題目：

You are given a binary tree in which each node contains an integer value. Find the number of paths that sum to a given value. The path does not need to start or end at the root or a leaf, but it must go downwards (traveling only from parent nodes to child nodes). The tree has no more than 1,000 nodes and the values are in the range -1,000,000 to 1,000,000. Example:

root = [10,5,-3,3,2,null,11,3,-2,null,1], sum = 8

      10
     /  \
    5   -3    
   / \    \   
  3   2   11  
 / \   \ 
3  -2   1

Return 3. The paths that sum to 8 are:
1.  5 -> 3
2.  5 -> 2 -> 1
3. -3 -> 11

解釋： 返回二叉樹中路徑和為sum的路徑的個數，需要注意的是路徑無需從root開始以leaf結束，也是經典的dfs問題。
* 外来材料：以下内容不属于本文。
PR #197, opened 2024-03-27
server: fail to start with OIDC if configuration is not defined

joelrebel:


jakeschuurmans (dismissed):

internal/server/server.go
DoctorVin, line 1: The changes here are not required, as the zero-value of a slice is nil in Golang: cf. https://go.dev/tour/moretypes/12

DoctorVin (changes requested):

DoctorVin (approved):

PR #200, opened 2024-04-23
Orchestrator reconcile

joelrebel:
#### What does this PR do

- Adds a few metrics
- A few method renames, refactors
- Enables reconcile loop based on Vince's work
- Purges old code

depends on  https://github.com/metal-toolbox/rivets/pull/51
To be merged after https://github.com/metal-toolbox/conditionorc/pull/203


internal/orchestrator/updates.go
```diff
@@ -302,67 +328,87 @@ func (o *Orchestrator) eventUpdate(ctx context.Context, evt *v1types.ConditionUp
...
+	).Inc()
+
+	// queue any follow-on work as required
+	return o.queueFollowingCondition(ctx, evt)
+}
+
+// Queue up follow on conditions
+//
+// TODO: Q. how do we know the follow on work is ordered as expected, or is the assumption that there could be only one other condition queued for this server ?
+// TODO: Q. if the current condition has failed, we most likely don't want to queue the next condition?
```
DoctorVin, line 364: If a condition has failed, when we update the store (cf. line 327) we will mark the entire `conditionRecord` as failed. When we call `o.repository.GetActiveCondition` that will then return `ErrConditionNotFound`, signifying that there is nothing more to do, and we short-circuit at line 369.

That logic for `GetActiveCondition` is [here](https://github.com/metal-toolbox/conditionorc/blob/16100161c40dc89f0543305a4069cca5aeaa5eeb/internal/store/nats.go#L109) while the update is [here](https://github.com/metal-toolbox/conditionorc/blob/16100161c40dc89f0543305a4069cca5aeaa5eeb/internal/store/nats.go#L227) and the failure case is explicitly [tested](https://github.com/metal-toolbox/conditionorc/blob/16100161c40dc89f0543305a4069cca5aeaa5eeb/internal/store/nats_test.go#L231)

internal/orchestrator/updates.go
```diff
@@ -388,28 +434,34 @@ func (o *Orchestrator) eventNeedsReconciliation(evt *v1types.ConditionUpdateEven
 	})
 
 	lastTime, err := registry.LastContact(evt.ControllerID)
-	if errors.Is(err, nats.ErrKeyNotFound) {
-		return true
-	}
+	if err != nil {
```
DoctorVin, line 437: you don't need this. `nil` is not `nats.ErrKeyNotFound`.

_Edit:_ I'm ambivalent at best on this particular refactor. I don't think it adds anything, but instead just pushes code around in different ways.

internal/orchestrator/updates.go
```diff
@@ -388,28 +434,34 @@ func (o *Orchestrator) eventNeedsReconciliation(evt *v1types.ConditionUpdateEven
...
+	metrics.ConditionReconcileStale.With(
+		prometheus.Labels{"conditionKind": string(evt.Kind)},
+	).Inc()
+
 	return false
 }
 
-func (o *Orchestrator) startReconciler(ctx context.Context, wg *sync.WaitGroup) {
-	wg.Add(1)
+func (o *Orchestrator) startReconciler(ctx context.Context) {
```
DoctorVin, line 460: Don't do this. I explicitly use a different `WaitGroup` on process start to handle this. Ganging it all into the member `WaitGroup` isn't needed.

pkg/api/v1/events/handlers.go
DoctorVin, line 1: 🎉

DoctorVin (changes requested):
Let's chat about your refactors in `internal/orchestrator/updates.go`.

internal/orchestrator/updates.go
joelrebel: why does it have to be separate waitgroups instead of the shared, is it better practice?

internal/orchestrator/updates.go
joelrebel: Thanks for explaining that, the linked test helped answer my questions as well.

internal/metrics/metrics.go
```diff
@@ -74,6 +78,30 @@ func init() {
 		},
 		[]string{"conditionKind"},
 	)
+
+	ConditionInKV = promauto.NewCounterVec(
```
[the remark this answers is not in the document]
joelrebel: The plan here is to collect metrics on the conditions in the `active-conditions` KV.

You're right this is ideally a Gauge, although, as a Gauge - the collection code gets more involved - since the Gauge value has to be set to the total for each Condition  grouped by its `conditionKind` and `state` values.

With the Counter type instead we just increment the value as we're iterating through and we use [delta](https://prometheus.io/docs/prometheus/latest/querying/functions/#delta) in the visualisation to obtain the difference over time. Let me know if Im missing something here.

internal/orchestrator/updates.go
joelrebel: Are you saying the change is incorrect here?

The point with the change was to group the error checks and return earlier, since that is easier to grok (imo),
as part of that it un-indents the additional else clause.

old
```go
	lastTime, err := registry.LastContact(evt.ControllerID)
	if errors.Is(err, nats.ErrKeyNotFound) {
		return true
	}

	if err == nil {
		since := time.Since(lastTime)
		le.WithFields(logrus.Fields{
			"last.update":    evt.UpdatedAt.String(),
			"worker.checkin": since.String(),
		}).Debug("long running event caught by reconciler")
	} else {
		le.WithError(err).Warn("error checking registry")
	}

	return false
```

new
```go
	lastTime, err := registry.LastContact(evt.ControllerID)
	if err != nil {
		if errors.Is(err, nats.ErrKeyNotFound) {
			return true
		}

		le.WithError(err).Warn("error checking registry")
		return false
	}

	// we don't attempt to clean up, but collect metrics on it
	since := time.Since(lastTime)
	le.WithFields(logrus.Fields{
		"last.update":    evt.UpdatedAt.String(),
		"worker.checkin": since.String(),
	}).Debug("long running event caught by reconciler")

	metrics.ConditionReconcileStale.With(
		prometheus.Labels{"conditionKind": string(evt.Kind)},
	).Inc()

	return false
```

internal/metrics/metrics.go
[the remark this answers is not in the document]
DoctorVin: the composites tracked by `active-conditions` don't have a `kind` per se. 

I think if you want to track active conditions, we're probably better served by having a small go-routine that enumerates the KV and sets the gauge on a cadence. My experience in using PromQL counters for a gauge is that the queries get weird and brittle quickly. We should keep this metric more intuitive.

internal/orchestrator/updates.go
```diff
@@ -77,7 +78,7 @@ func (o *Orchestrator) kvStatusPublisher(ctx context.Context) {
 			o.logger.Debug("stopping KV update listener")
 			stop = true
 
-		// retrieve and process events sent by controllers.
+		// retrieve and process events sent by controllers KV updates.
```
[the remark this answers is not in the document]
DoctorVin: `s/events/updates` IMO.
I tend to refer to "things sent on a Jetstream subject" as "messages". Using messages and updates avoids the overloaded `event` term.

internal/orchestrator/updates.go
DoctorVin: The member WaitGroup could be used by different callers, for different purposes, but they share a `Wait()` because they are the same object.

internal/orchestrator/updates.go
DoctorVin: I think we're just arguing code aesthetics, and that's the root of the issue. This change doesn't make meaningful changes aside shifting things about, and I don't find the new organization an improvement.

internal/metrics/metrics.go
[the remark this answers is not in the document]
joelrebel: thats a fair point, I'll leave a note in the code and have it taken up separately

internal/orchestrator/updates.go
joelrebel: Clarity in code layout is an improvement. 
The proposal here to have a single block within which all error cases handled, which to me is clearer. Given that we're maintaining this code together, I don't see why we should not proceed with this change.

internal/orchestrator/updates.go
joelrebel: Yep thats a fair point. 
Although in this case the reconciler routine is being spawned by the Orchestrator [directly](https://github.com/metal-toolbox/conditionorc/blob/f64bd86ecd3f4a312f1a320e399d92822e1c20b3/internal/orchestrator/orchestrator.go#L137) so it would be ideal to have it use the parent waitgroup.. or how do you propose it be done in this case?

internal/orchestrator/updates.go
DoctorVin: I 100% do not agree that this is "clearer."

internal/orchestrator/updates.go
DoctorVin: That imposes a burden on a maintainer to be sure that the member WaitGroup isn't actually being used for something else during system start, and it's vulnerable to someone making a change that compiles but leads to odd and inconsistent behavior at runtime that will be difficult to debug.

DoctorVin (approved):

internal/orchestrator/updates.go
```diff
@@ -263,37 +291,190 @@ func eventUpdateFromKV(ctx context.Context, kve nats.KeyValueEntry,
...
+			}
+
+			updateEvts[evt.ServerID.String()] = evt
+		}
+	}
+
+	return filterToReconcile(filteredRecords, updateEvts)
+}
+
+func (o *Orchestrator) getEventsToReconcile(ctx context.Context) (evts []*v1types.ConditionUpdateEvent) {
```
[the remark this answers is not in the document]
joelrebel: In this case `getEventsToReconcile()` is limited to the configured facility. I've added tests cases for `activeConditionsToReconcile` to validate the reconcile is limited to the configured facility. Thanks for the suggestion.

DoctorVin (approved):

PR #203, opened 2024-05-03
Active condition records reconcile

joelrebel:
#### What does this PR do

These changes ensures that,

1. The `active-conditions` KV record will be updated for cases where a Condition is not listed in the `$facility.$condition` KV because the Controller isn't running or is malfunctioning such that it cannot publish a status.
2. The `active-condition` record is missing and the Condition's needs to be re-created in the active-conditions.

### DIFF
--- a/internal/orchestrator/updates.go
+++ b/internal/orchestrator/updates.go
@@ -674,11 +674,26 @@ func (o *Orchestrator) reconcileActiveConditionRecords(ctx context.Context) {
 			"kind":           string(cond.Kind),
 		})
 
-		if err := o.repository.Create(ctx, cond.Target, cond); err != nil {
-			le.WithError(err).Warn("reconciler condition record create")
+		_, err := o.repository.Get(ctx, cond.Target)
+		if err != nil {
+			// create record if it doesn't exist
+			if errors.Is(err, store.ErrConditionNotFound) {
+				if errCreate := o.repository.Create(ctx, cond.Target, cond); errCreate != nil {
+					le.WithError(errCreate).Warn("reconciler condition record create")
+				}
+
+				le.Info("active-condition KV condition record reconciled - created new record")
+				continue
+			}
+
+			le.WithError(err).Warn("reconciler condition record get")
 			continue
 		}
 
-		le.Info("active-condition KV condition record reconciled")
+		// update record if it exists
+		if errUpdate := o.repository.Update(ctx, cond.Target, cond); errUpdate != nil {
+			le.WithError(errUpdate).Warn("reconciler condition record create")
+		}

其實也不需要把path記錄下來，因為是求路徑和，所以只需要把路徑和傳入即可。 遞迴的寫法，內層函式呼叫需要遞迴，外層函式呼叫還需要遞迴，會重複計算，速度特別慢，是暴力的無記憶遞迴解法：

# Definition for a binary tree node.
# class TreeNode(object):
#     def __init__(self, x):
#         self.val = x
#         self.left = None
#         self.right = None

class Solution(object):
    def pathSum(self, root, sum):
        """
        :type root: TreeNode
        :type sum: int
        :rtype: int
        """
 

        def dfs(root,sum):
            res=0
            if root==None:
                return res
            if root.val==sum:
                res+=1
            if root.left:
                res+=dfs(root.left,sum-root.val)
            if root.right:
                res+=dfs(root.right,sum-root.val)
            return res
        if root==None:
            return 0
        left,right=0,0
        if root.left:
            left=self.pathSum(root.left,sum)
        if root.right:
            right=self.pathSum(root.right,sum)
        return dfs(root,sum)+left+right

記憶化，用一個字典記錄，真是牛逼了…

# Definition for a binary tree node.
# class TreeNode:
#     def __init__(self, x):
#         self.val = x
#         self.left = None
#         self.right = None
from collections import defaultdict
class Solution:
    def pathSum(self, root, sum):
        """
        :type root: TreeNode
        :type sum: int
        :rtype: int
        """
        self.result=0
        curSum=defaultdict(int)
        curSum[0]=1
        def helper(curSum,root,curVal,target):
            if not root:
                return
            #curValue表示從root到當前結點的路徑的和
            curVal+=root.val
            self.result+=curSum[curVal-target]
            curSum[curVal]+=1
            if root.left:
                helper(curSum,root.left,curVal,target)
            if root.right:
                helper(curSum,root.right,curVal,target)
            curSum[curVal]-=1
        if root:
            helper(curSum,root,0,sum)
        return self.result

c++程式碼：

/**
 * Definition for a binary tree node.
 * struct TreeNode {
 *     int val;
 *     TreeNode *left;
 *     TreeNode *right;
 *     TreeNode(int x) : val(x), left(NULL), right(NULL) {}
 * };
 */
#include <map>
using namespace std;
class Solution {
    int result;
public:
    int pathSum(TreeNode* root, int sum) {
        map<int,int>curSum;
        curSum[0]=1;
        if (root)
            helper(root,curSum,0,sum);
        return result;
    }
    void helper(TreeNode*root ,map<int,int>& curSum,int curVal,int target)
    {
        if (!root)
            return ;
        curVal+=root->val;
        result+=curSum[curVal-target];
        curSum[curVal]++;
        if (root->left)
            helper(root->left,curSum,curVal,target);
        if(root->right)
            helper(root->right,curSum,curVal,target);
        curSum[curVal]--;
        
    }
};

總結： 在dfs的時候使用記憶化可以避免重複計算加快速度，多重dfs簡直是人間災難。